Because it’s at the end of a line, rather than in the middle, it’s much easier. I would check for newline followed by 99 spaces, and replace that with nothing (or with one space):
- FIND =
\R\x20{99}
- REPLACE = empty, or a single space, or
\x20
- MODE = regular expression
Determine whether to use a space or empty in the replacement based on whether your data has spaces between last alphanumeric and the line-ending.
- FIND =
-
I forgot I hadn’t shared my generic regex advice. Please read and understand this for any future questions
----
Do you want regex search/replace help? Then please be patient and polite, show some effort, and be willing to learn; answer questions and requests for clarification that are made of you. All example text should be marked as plain text using the
</>
toolbar button or manual Markdown syntax. Screenshots can be pasted from the clipboard to your post usingCtrl+V
to show graphical items, but any text should be included as literal text in your post so we can easily copy/paste your data. Show the data you have and the text you want to get from that data; include examples of things that should match and be transformed, and things that don’t match and should be left alone; show edge cases and make sure you examples are as varied as your real data.
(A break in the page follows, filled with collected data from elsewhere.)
PR #2849, opened 2024-03-27
Delete PLUGIN_REGISTRY_TYPE_ARCHIVE

bufdev:
All plugins can be used with archives.


proto/buf/alpha/registry/v1alpha1/plugin_curation.proto
```diff
@@ -30,13 +30,15 @@ enum CuratedPluginVisibility {
...
+  reserved 6;
+  reserved "PLUGIN_REGISTRY_TYPE_ARCHIVE";
+
   PLUGIN_REGISTRY_TYPE_UNSPECIFIED = 0;
   PLUGIN_REGISTRY_TYPE_GO = 1;
   PLUGIN_REGISTRY_TYPE_NPM = 2;
   PLUGIN_REGISTRY_TYPE_MAVEN = 3;
   PLUGIN_REGISTRY_TYPE_SWIFT = 4;
   PLUGIN_REGISTRY_TYPE_PYTHON = 5;
-  PLUGIN_REGISTRY_TYPE_ARCHIVE = 6;
```
mfridman, line 39: The _only_ time we would need this is if we want a default plugin option for a given plugin against the archive registry. Otherwise some plugins may not work out-of-the-box.

If we don't care about this property, then this makes sense.

bufdev: Not sure what you mean here - I think this enum is denoting what package ecosystem something is a part of, is there something else it should represent?

mfridman: Ah, you only removed the enum, not the registry config.

bufdev: I also removed that, just now, but still not sure what you mean

mfridman (approved):

PR #2850, opened 2024-03-28
Add 'commit' as an alias for 'tag' param in inputs that refer to git repos

jhump:
This is intended to fix an issue that is commonly encountered when users try to pin an input to a particular commit of a git repo. The most intuitive parameter to use is `ref`, with a full commit hash. But the way that actually works is to clone the given `branch` (or repo's default branch if no `branch` param specified), only up to 50 commits deep (can be overridden/increased with `depth` param). This is a problem because, as more commits are added to the repo, the `ref` eventually falls out of the 50-commit depth of the branch's history.

It turns out, that one can use a full commit hash with the `tag` param instead. This pins to a commit perfectly. But `tag` is not an intuitive name for a parameter that accepts a commit hash.

So this PR simply allows users to use `commit` as a parameter, and it means the same thing as `tag`. Unlike `ref`, it **must** be a full hash (no short hashes allowed).

After this is merged and released, I will update the documentation to add `commit` and describe it as for use with full commit hashes or tag names (and to also mention that `tag` is an alias for this parameter, for clarity when using tag names as well as for backwards compatibility).

### DIFF
--- a/private/buf/buffetch/internal/internal.go
+++ b/private/buf/buffetch/internal/internal.go
@@ -522,35 +522,41 @@ func NewProtoFileWriter(
 // The Path will be the only value set when the RawRefProcessor is invoked, and is not normalized.
 // After the RawRefProcessor is called, options will be parsed.
 type RawRef struct {
-	// Will always be set
-	// Not normalized yet
+	// Will always be set.
+	// Not normalized yet.
 	Path string
-	// Will always be set
-	// Set via RawRefProcessor if not explicitly set
+	// Will always be set.
+	// Set via RawRefProcessor if not explicitly set.
 	Format string
-	// Only set for single, archive formats
-	// Cannot be set for zip archives
+	// Only set for single, archive formats.
+	// Cannot be set for zip archives.
 	CompressionType CompressionType
-	// Only set for archive, git formats
+	// Only set for archive, git formats.
 	SubDirPath string
-	// Only set for git formats
-	// Only one of GitBranch and GitTag will be set
+	// Only set for git formats.
+	// Only one of GitBranch and GitCommitOrTag will be set.
 	GitBranch string
+	// Only set for git formats.
+	// Only one of GitBranch and GitCommitOrTag will be set.
+	// Should indicate a full commit hash or tag name.
+	// This is defined as anything that can be given to "git fetch".
+	GitCommitOrTag string
 	// Only set for git formats
-	// Only one of GitBranch and GitTag will be set
-	GitTag string
-	// Only set for git formats
-	// Specifies an exact git reference to use with git checkout.
-	// Can be used on its own or with GitBranch. Not allowed with GitTag.
-	// This is defined as anything that can be given to git checkout.
+	// Specifies a git reference to use with "git checkout".
+	// Can be used on its own or with GitBranch. Not allowed with GitCommitOrTag.
+	// This is defined as anything that can be given to "git checkout".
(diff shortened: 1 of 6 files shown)


jhump:
@bufdev, this was something we chatted about briefly a few months ago. cc @timostamm.

private/buf/buffetch/internal/internal.go
```diff
@@ -499,35 +499,41 @@ func NewWriter(
...
-	GitTag string
-	// Only set for git formats
-	// Specifies an exact git reference to use with git checkout.
-	// Can be used on its own or with GitBranch. Not allowed with GitTag.
-	// This is defined as anything that can be given to git checkout.
+	// Only set for git formats.
+	// Only one of GitBranch and GitCommit will be set.
+	// Should indicate a full commit hash or tag name.
+	// This is defined as anything that can be given to "git fetch".
+	GitCommit string
```
bufdev, line 520: This rename seems to just go in the other direction - now, in the code I would be confused as to why a tag can be used here. I would suggest naming this `GitCommitOrTag`, and updating the functions in this PR appropriately per that naming

bufdev:
> After this is merged and released, I will update the documentation to add commit and describe it as for use with full commit hashes or tag names (and to also mention that tag is an alias for this parameter, for clarity when using tag names as well as for backwards compatibility).

I would just document them separately, ie `commit` is for commits, and `tag` is for tags - that they do the same thing is more of an implementation detail. Telling users in the docs that `commit` works for commits or tags seems just as confusing to me as saying `tag` works with commits or tags, so if we're adding this field, I wouldn't describe it as an alias in the docs.

private/buf/buffetch/internal/internal.go
jhump: Renamed

bufdev (approved):

bufdev (changes requested):
Can you do this against bufmod and not main? There will probably be merge conflicts otherwise

bufdev:
Otherwise looks good/ready to go

jhump:
> Can you do this against bufmod and not main? There will probably be merge conflicts otherwise

@bufdev, done. This widened the impact a bit since bufmod now includes yaml configs for the same sort of thing. Let me know if the way I did it looks like how you want it. I basically added "commit" as a new field in the YAML file, too.

private/bufpkg/bufconfig/input_config.go
```diff
@@ -182,7 +184,7 @@ func NewGitRepoInputConfig(
 		location:          location,
 		subDir:            subDir,
 		branch:            branch,
-		tag:               tag,
+		commitOrTag:       tag,
```
bufdev, line 187: I think the parameter should be renamed to `commitOrTag` in this case

private/bufpkg/bufconfig/input_config.go
```diff
@@ -142,11 +144,11 @@ type InputConfig interface {
 	SubDir() string
 	// Branch returns the git branch to checkout out, not empty only if format is git.
 	Branch() string
-	// Tag returns the git tag to checkout, not empty only if format is git.
-	Tag() string
+	// CommitOrTag returns the git tag to checkout, not empty only if format is git.
```
bufdev, line 147: Docs need to be slightly updated here

private/bufpkg/bufconfig/input_config.go
jhump: done

bufdev (approved):

PR #2858, opened 2024-04-01
Add bufmodule.DigestMismatchError with instructions on how to clear the cache

bufdev:


private/bufpkg/bufmodule/errors.go
```diff
@@ -209,3 +212,47 @@ func (n *NoProtoFilesError) Error() string {
...
+		return ""
+	}
+	var builder strings.Builder
+	_, _ = builder.WriteString(`*** Digest verification failed`)
+	if m.ModuleFullName != nil {
+		_, _ = builder.WriteString(` for "`)
+		_, _ = builder.WriteString(m.ModuleFullName.String())
+		if !m.CommitID.IsNil() {
+			_, _ = builder.WriteString(`:`)
+			_, _ = builder.WriteString(uuidutil.ToDashless(m.CommitID))
```
bufdev, line 237: Just doing dashless so we don't have to come back to this re: https://github.com/bufbuild/buf/pull/2854

private/bufpkg/bufmodule/errors.go
```diff
@@ -209,3 +212,47 @@ func (n *NoProtoFilesError) Error() string {
...
+		_, _ = builder.WriteString(`"`)
+		_, _ = builder.WriteString("\n")
+		_, _ = builder.WriteString("\t")
+		_, _ = builder.WriteString(`Actual digest: "`)
+		_, _ = builder.WriteString(m.ActualDigest.String())
+		_, _ = builder.WriteString(`"`)
+		_, _ = builder.WriteString("\n")
+	}
+	_, _ = builder.WriteString("\t")
+	_, _ = builder.WriteString(`This may either be a result of an attack, or a result of your local cache being corrupted. To clear your local cache, run "buf registry cc".`)
```
pkwarren, line 256: Of the two it is more likely to be the second also this could be the result of a hand edited buf.lock file.

We may also want to consider at some point allowing to clear the cache for a single module or commit instead of wiping everything.

private/bufpkg/bufmodule/errors.go
```diff
@@ -209,3 +212,47 @@ func (n *NoProtoFilesError) Error() string {
...
+			_, _ = builder.WriteString(`:`)
+			_, _ = builder.WriteString(uuidutil.ToDashless(m.CommitID))
+		}
+		_, _ = builder.WriteString(`"`)
+	}
+	_, _ = builder.WriteString(` ***`)
+	_, _ = builder.WriteString("\n")
+	if m.ExpectedDigest != nil && m.ActualDigest != nil {
+		_, _ = builder.WriteString("\t")
+		_, _ = builder.WriteString(`Expected digest: "`)
```
pkwarren, line 245:
```suggestion
		_, _ = builder.WriteString(`Expected digest (from buf.lock): "`)
```

private/bufpkg/bufmodule/errors.go
```diff
@@ -209,3 +212,47 @@ func (n *NoProtoFilesError) Error() string {
...
+		_, _ = builder.WriteString(m.ExpectedDigest.String())
+		_, _ = builder.WriteString(`"`)
+		_, _ = builder.WriteString("\n")
+		_, _ = builder.WriteString("\t")
+		_, _ = builder.WriteString(`Actual digest: "`)
```
pkwarren, line 250: Do we have information to differentiate if the actual digest is from the module cache or the BSR here?

If we fetch the digest from the BSR we could perhaps provide a better error message here to the user to choose a better message ('clear cache' vs. 'attack').

pkwarren (approved):
Looks good - a couple suggestions on the underlying error message.

private/bufpkg/bufmodule/errors.go
bufdev: We don't at the moment, we can do this later if we need to

private/bufpkg/bufmodule/errors.go
bufdev: updated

Show the regex you already tried, and why you thought it should work; tell us what’s wrong with what you do get… Read the official NPP Searching / Regex docs and the forum’s Regular Expression FAQ. If you follow these guidelines, you’re much more likely to get helpful replies that solve your problem in the shortest number of tries. -
Thank you for the kind help. I am completely new to Notepad++ and Regex. As you have mentioned in the previous about the ease of having description column at end, I tried moving the column to end in Notepad++. However I was not able to figure out the Regex code. I would be patient enough and try the syntax before posting.
-
I have a basic query. How did you find out the number of spaces i.e 99 followed by a new line. Is it manual processes of counting or Does Notepad++ has any feature to find out the same?
Thank you
-
I could have counted the spaces – easier to do with View > Show Symbol > Show Whitespace and TAB
Or, with my cursor at “WITHDRAWL” from your example data, Notepad++ says the cursor is at column 100, which means that there are 99 spaces before:
Or I could select all the spaces, and the status bar tells me the selection is 99 characters wide:
Any of those will work
-
Thank you for the detailed explanation.